Now, it was ready for the real test: metal 3D printing.

“We printed our first prototypes in stainless steel 316L, but we found that they broke in the same area as the original,” recalls Stefan. “It’s because the engine runs on avgas, which contains a high level of sulfur — sulfur, steel, and water make sulfuric acid, which caused a lot of wear. We decided to change to Inconel because it’s much less reactive.”

The production of the Inconel parts took place at Materialise under ISO 9001 and EN 9100 criteria, ensuring the quality and control of the process. This also gave Vocus access to Materialise’s production software: the team carried out the digital preparation for the 3D printing process using a combination of Materialise Magics and the EOS Build Processor. Along the way, all steps were followed to ensure that documentation was seamless from creation to delivery.

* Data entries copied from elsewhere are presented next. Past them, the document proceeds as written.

PR #551, opened 2026-09-02
docs(guides): steer agents to the send tool in peer-messaging

damianvtran:
## Summary

`guide://peer-messaging` was steering agents the wrong way. The `lop send` shell command had **more space and more worked examples** than the `send` tool, so an agent reading the guide came away with shell recipes freshest in mind — directly undercutting the system prompt's own rule at `prompts_md/system.md:162` ("use the `send` tool for peer messaging — never shell out to `lop send`") and the rationale already written down at `tools/builtin.py:4621`: a shelled send buries the delivery in an opaque shell trace, and the CLI's mailbox default leaves an idle peer sitting on the note.

This rebalances the guide so the tool leads and carries the worked examples, and fixes two factual defects that were verified broken against real running sessions.

Docs-only: **no `.py` behaviour changed**. The guide is packaged data, so it ships in the wheel and is re-verified through the real discovery/resolver path below.

## What changed

- **The `send` tool now leads and dominates.** It carries four worked examples (quiet drop, wake-by-default, address-by-pid, mid-turn steer), each showing the call *and* the detail string it returns, plus a new "What the result tells you" section covering the refusals (ambiguous target, no match, self-send, oversize body, and the lost-ack case that must not be retried blindly).
- **An unmissable agent rule** in a blockquote near the top: *use the `send` tool; never `bash` a `lop send`*, with the three reasons stated briefly — auditable card, wake-on by default, write-tier approval — so the rule survives summarization instead of being a bare prohibition.
- **`lop send` is marked the HUMAN entry point.** The section stays (it is a real product surface people use from a terminal) but says plainly that it is not an agent recipe.
- Parameter list reconciled with the real `SendParams`: `message` is required and non-empty, `wake` is ignored when `now=True`, `now` defaults to false, and the `pid` → `session` → `target` addressing precedence is stated.

## Defect 1 — a `CWD` column that does not exist

**Before** (line ~78): listed `PID KIND CONVERSATION MODEL CWD` as the table's identity columns.

**After:** the guide states the real header and says where `cwd` actually lives. Measured against a live table (`cli.py:1265-1268`):

```
live      68985 tui     781b501cbcc6             test/e2e                    53.5M    143.0M      13s     13s
```

No `CWD`. `cwd` and `session_id` are `--json`-only — confirmed by the actual key set:

```
['conversation_name', 'cwd', 'footprint_bytes', 'heartbeat_age_s', 'kind',
 'model_label', 'pid', 'rss_bytes', 'session_id', 'state', 'uptime_s']
```

This is not a cosmetic fix: `target` matches against the **cwd basename**, so `--json` is exactly where a reader must look to predict what a substring will match. The guide now says so.

## Defect 2 — a documented example that delivers nothing

**Before** (line ~157), presented as *the* "wake an idle session" example:

```
lop send --pid 12345 --wake "the deploy finished; verify prod"
```

Run verbatim against a live session it exits **1** and delivers nothing:

```
$ lop send --pid 69005 --wake 'the deploy finished; verify prod'
no message given (pass it as an argument or pipe it on stdin)
rc=1
```

**Root cause** (a real CLI grammar defect, `cli.py:438-446`): `send` declares `target` and `message` as two `nargs="?"` positionals. With `--pid` supplied the single positional binds to **`target`**, `message` stays `None`, the body falls through to the stdin branch, finds a terminal, and exits. It is broader than the guide's one line — `lop send --pid N "body"` and `lop send --session ID "body"` fail the same way.

**Fixing the parser is out of scope for this docs change.** Instead the example is replaced with a form I ran and watched deliver, keeping the "wake an idle session by exact pid" case represented:

```
$ echo 'the deploy finished; verify prod' | lop send --pid 69005 --wake
→ 7c44b23dc86f (pid 69005): delivered and woke the session
rc=0
```

and the constraint itself is now documented under "Choosing a target", with the working and failing forms side by side, so the next reader does not rediscover it the hard way.

## Testing evidence

**Isolation first.** The operator has ~16 live sessions doing real work on this host. Every session used here was **spawned by me** under `LOCAL_OPERATOR_CONFIG_DIR=/tmp/lop-gs/cfg` with `--hosting test` (no network, no real model), so the discovery records, `lop sessions` and `lop send` could only ever see and reach my own. **Nothing was delivered to, woken, or steered in any session I did not start.** All three receivers were stopped afterwards; the operator's 13 live sessions were untouched.

**Every command in the rewritten guide, run verbatim**, against receivers whose cwd basenames match the example targets:

| Command | Result | rc |
|---|---|---|
| `lop sessions` | table printed | 0 |
| `lop sessions --json` | 11 keys incl. `cwd`, `session_id` | 0 |
| `lop send "peer-send design" "gates are green, ready for review"` | `delivered to the mailbox (will be read on the next turn)` | 0 |
| `lop send "release cutter" --wake "the deploy finished; verify prod"` | `delivered and woke the session` | 0 |
| `lop send "ingest refactor" --now "hold off — the schema changed"` | `delivered (opened a turn)` | 0 |
| `lop send "peer-send design" < note.txt` | `delivered to the mailbox …` | 0 |
| `git log -1 --stat \| lop send "release cutter"` | `delivered to the mailbox …` | 0 |
| `echo "…" \| lop send --pid N --wake` (the fix) | `delivered and woke the session` | 0 |
| `lop send --pid N --wake "…"` (documented as broken) | `no message given` | 1 |

**Delivery confirmed at the RECEIVER, not just the sender's ack** — reading each receiver's own `transcript.jsonl` for `custom_type: "peer_message"` rows:

```
=== 781b501cbcc6 — 2 peer_message rows
    gates are green, ready for review
    note from a file
=== 7c44b23dc86f — 3 peer_message rows
    the deploy finished; verify prod
    commit 37289774…            (the piped git-log body)
    the deploy finished; verify prod   (the --pid stdin fix)
=== 915843efc78c — 1 peer_message rows
    hold off — the schema changed
```

The TUI card was checked in the receivers' pty output too: `↔ peer message from (pid …)`, matching `transcript.py:1715`.

**The `send` tool itself was exercised** (`execute_send` in-process against the same isolated receivers), which is what backs the rewritten examples rather than just the CLI:

```
default (wake ON)   -> delivered and woke the session
wake=False quiet    -> delivered to the mailbox (will be read on the next turn)
now=True steer      -> delivered (opened a turn)
by session id       -> delivered and woke the session
ambiguous substring -> 2 sessions match; retry with pid=<n>:  pid=64190 … pid=64209 …
no match            -> no live session matches 'zzz-nothing'
```

**All four delivery detail strings verified against both branches.** The fourth (`delivered mid-turn (steered)`) only fires when the peer is genuinely streaming, which the `test` provider never holds long enough to hit from outside — so a real `Session` was parked mid-turn on a stalled stream and the real receive half driven directly:

```
peer _is_streaming = True
now=True  while BUSY -> delivered mid-turn (steered)
wake=True while BUSY -> delivered to the mailbox (will be read on the next turn)
peer _is_streaming = False
now=True  while IDLE -> delivered (opened a turn)
```

All four match the literals at `session/session.py:3996,4002,4010,4039`. The 256 KB cap claim was checked too: 300 KB → `message is too large (300001 bytes); cap is 262144 bytes`; 200 KB delivers.

**Guide integrity.** Front matter parses, fences balanced (18), and it still resolves through the real runtime path:

```
resolved chars: 12088
agent rule present: True
stale CWD column claim gone: True
worked tool examples present: 4
```

The catalog test caught a real regression mid-work: my first rewritten `description:` was 201 chars against the ≤180 prompt-size cap in `test_packaged_catalog_is_small_and_descriptions_are_prompt_sized`. Tightened to 171 and green.

## Consistency sweep

Grepped for other places telling an agent to shell out for peer messaging:

- `prompts_md/system.md:162` already carries the correct rule and **agrees** with this rewrite — left alone as instructed.
- `docs/design/peer-send.md` is a historical design document — **not touched**.
- `README.md` is human-facing prose, and all four of its `lop send` examples use the positional form, which I verified works. No agent-facing contradiction, so left alone.

No other agent-facing instruction contradicts the rule.

## Gates

| Gate | Result |
|---|---|
| `flake8 .` | clean (rc=0) |
| `black --check .` (26.1.0) | 808 files unchanged |
| `isort --check .` (5.13.2) | clean (rc=0) |
| `pyright` (whole tree) | **0 errors, 0 warnings, 0 informations** |
| `tests/unit/guides`, `tests/unit/skills` | 219 passed |
| peer-messaging suites (`test_send_tool`, `test_peer_send`, `test_peer_client`, `test_cli_send`, `test_session_peer`) | 56 passed |

No `.py` file changed (the diff is the guide plus the version bump), so per AGENTS.md I ran the targeted subsets above rather than the ~15-minute full suite on this contended host, and CI covers the rest.

Version bumped one patch above `origin/main` (0.44.38) → **0.44.39**; confirmed 404 on PyPI and not an existing tag at branch time.

## Not addressed (deliberately)

- **The `lop send` positional-grammar defect itself.** `--pid`/`--session` with an inline body binds to `target` and exits 1. Out of scope for a docs change, so it is documented rather than fixed; the parser fix wants its own PR (likely making `message` the only positional when an explicit selector is present, which is a user-visible CLI change deserving its own review).

### DIFF
--- a/local_operator/guides/peer-messaging/GUIDE.md
+++ b/local_operator/guides/peer-messaging/GUIDE.md
@@ -1,6 +1,6 @@
 ---
 name: peer-messaging
-description: Message another local lop session — the in-session `send` tool for agents, `lop send` for humans — and list running sessions with `lop sessions`. No cmux needed.
+description: Message another local lop session — agents use the `send` tool (never a shelled `lop send`), humans use `lop send` — and list sessions with `lop sessions`. No cmux needed.
 ---
 
 # Peer messaging between lop sessions
@@ -15,22 +15,32 @@ Two entry points, one wire:
 
 - **The `send` tool** — the way an AGENT messages a peer from inside its own
   session (below). Wake defaults ON, so an idle peer responds right away.
-- **`lop send`** — the shell command for HUMANS (further below). Mailbox by
-  default; `--wake` opts in to waking.
+- **`lop send`** — the shell command for HUMANS at a terminal (further below).
+  Mailbox by default; `--wake` opts in to waking.
 
 They share the same target resolution and delivery semantics; the only
 difference is the default and who runs them.
+
+> **Agents: use the `send` tool. Never `bash` a `lop send`.** Three reasons,
+> and they are why the rule is worth remembering rather than looking up. The
+> tool call is its own **auditable card** — a delivery buried in a shell trace
+> is hard to review and easy to miss in an approval prompt. The tool **wakes by
+> default**, where the CLI's mailbox default leaves an idle peer sitting on the
+> note until something else wakes it. And the tool prompts at the **write
+> tier**, like every other capability that can start autonomous work in another
+> process. The shell command below is documented for the human at a terminal,
+> not as an agent recipe.
 
 **Trust boundary is the account.** The discovery record is mode `0600` under a
 `0700` directory, so anything that can read a session's control key is already
 the owning user. Delivery is loopback only. There is no cross-account path; the
 same-account boundary is the whole authorization story.
 
-## The `send` tool — agent-facing, in-session
+## The `send` tool — the agent entry point
 
-An agent messages a peer with the `send` tool, not by shelling out to `lop
-send`: the tool call is its own auditable card, and its defaults are tuned for
-agent-to-agent hand-offs.
+This is how an agent messages a peer. It runs inside the session process, so it
+resolves the target, names the delivery in its own card, and returns the
+receive side's own detail string.
 
 Parameters:
 
@@ -39,17 +49,58 @@ Parameters:
 - `pid` — exact pid (unambiguous; the disambiguation error lists these).
 - `session` — exact session id.
 - `message` — the body; it lands in the peer's transcript as an inbound
-  cross-session card.
+  cross-session card. Required, and non-empty.
 - `wake` (default **true**) — mailbox mode: wake an idle peer so it responds
   right away. `wake=False` is the quiet drop: the peer reads it on its next
-  turn and stays idle (the TUI card shows this mode as `quiet`).
-- `now` — steer the peer mid-turn instead of using the mailbox; opens a turn
-  if the peer is idle.
+  turn and stays idle (the TUI card shows this mode as `quiet`). Ignored when
+  `now=True`.
+- `now` (default **false**) — steer the peer mid-turn instead of using the
+  mailbox; opens a turn if the peer is idle.
 
-**Agent sends wake idle targets by default.** A peer parked on a scheduled
-wake or an idle turn answers the moment the message lands — there is no
-"it will notice next time it wakes" gap. Pass `wake=False` deliberately for a
-non-urgent hand-off the peer may fold into whatever it does next.
+Addressing precedence is `pid`, then `session`, then the `target` substring —
+supply one. `pid` is the form to reach for when a substring could match more
+than one session.
+
+### Worked examples
+
+A non-urgent hand-off the peer folds into whatever it does next — it stays
+idle and reads this on its next turn:
+
+```
+send(target="peer-send design", message="gates are green, ready for review", wake=False)
+→ delivered to the mailbox (will be read on the next turn)
+```
+
+Something the peer should act on now. This is the default, so `wake` needs no
+spelling out:
+
+```
+send(target="release cutter", message="the deploy finished; verify prod")
+→ delivered and woke the session
+```
+
+The same, addressed unambiguously by pid — the form the disambiguation error
+hands you:
+
+```
+send(pid=64190, message="the deploy finished; verify prod")
+→ delivered and woke the session
+```
+
+Redirect a peer that is actively working, before it goes further down a wrong
+path:
+
+```
+send(target="ingest refactor", message="hold off — the schema changed", now=True)
+→ delivered mid-turn (steered)
+```
+
+**Sends wake idle targets by default.** A peer parked on a scheduled wake or
+an idle turn answers the moment the message lands — there is no "it will
+notice next time it wakes" gap. Pass `wake=False` deliberately when the note
+is not urgent.
+
+### What the result tells you
 
 The result echoes the receive side's own detail string, so the sender knows
 exactly how the peer took it:
@@ -60,8 +111,16 @@ exactly how the peer took it:
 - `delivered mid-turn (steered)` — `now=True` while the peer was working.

With the first batch of six couplers in hand, the team moved on to rigorous load testing, both on the ground and in flight, aiming to validate structural integrity and resilience. The components quickly proved their worth, meeting all required safety and performance standards. All that remained was to seek EASA approval.

Needless to say, the new version of the coupler met expectations. Printing in a single piece led to a greatly improved load balance, while Inconel’s inherent characteristics allow it to handle the thermal stress with ease — up to 650° Fahrenheit (343° Celsius) for twenty seconds at a time. Results suggest its life cycle will be at least ten times longer than the original part, and that number is extending by the day.

Unsurprisingly, it swiftly passed EASA’s approval process. Vocus received the STC it needed to produce and provide the coupler to aviation companies and achieved its goal: a certified, flight-ready, category two part produced with metal 3D printing.

“While the process was technically challenging, we knew that it was absolutely feasible,” recalls Stefan. “Thanks to the great collaboration with the Materialise team, we achieved a functional and certifiable solution that is now in successful operational use.”

“It’s hard to imagine this process started in 2020,” he continues. “Materialise supported us very much throughout the entire project. EASA, as well, through the certification process. And now we have succeeded. We have the STC in our hands, and I’m sure that this is a unique process not found anywhere else in the world.”

While much of the focus has been on the process, the materials, and the EASA approval that brought it all together, one of the leading reasons for this project’s success came long before Vocus reached out to Materialise: application spotting.

“It’s important to realize that not every part is destined for AM — sometimes traditional methods are more suitable,” Stefan explains. “Our first motivation [for this project] was that we detected a part that we knew was right for AM. We wanted to get in touch with EASA to learn about the process behind certifying a part like this because we’re sure that many more parts could benefit from making this change.”

Nudged to elaborate, Stefan goes on to say that one of the main drivers is quantity. Where an automotive manufacturer may require thousands or millions of parts at a time, that’s rarely the case in aviation.

“With this piece, we need roughly 100 pieces each year — AM is ideal. And there are many parts in aviation where you don’t need more than 1,000 a year, making it a very interesting production method for the industry.”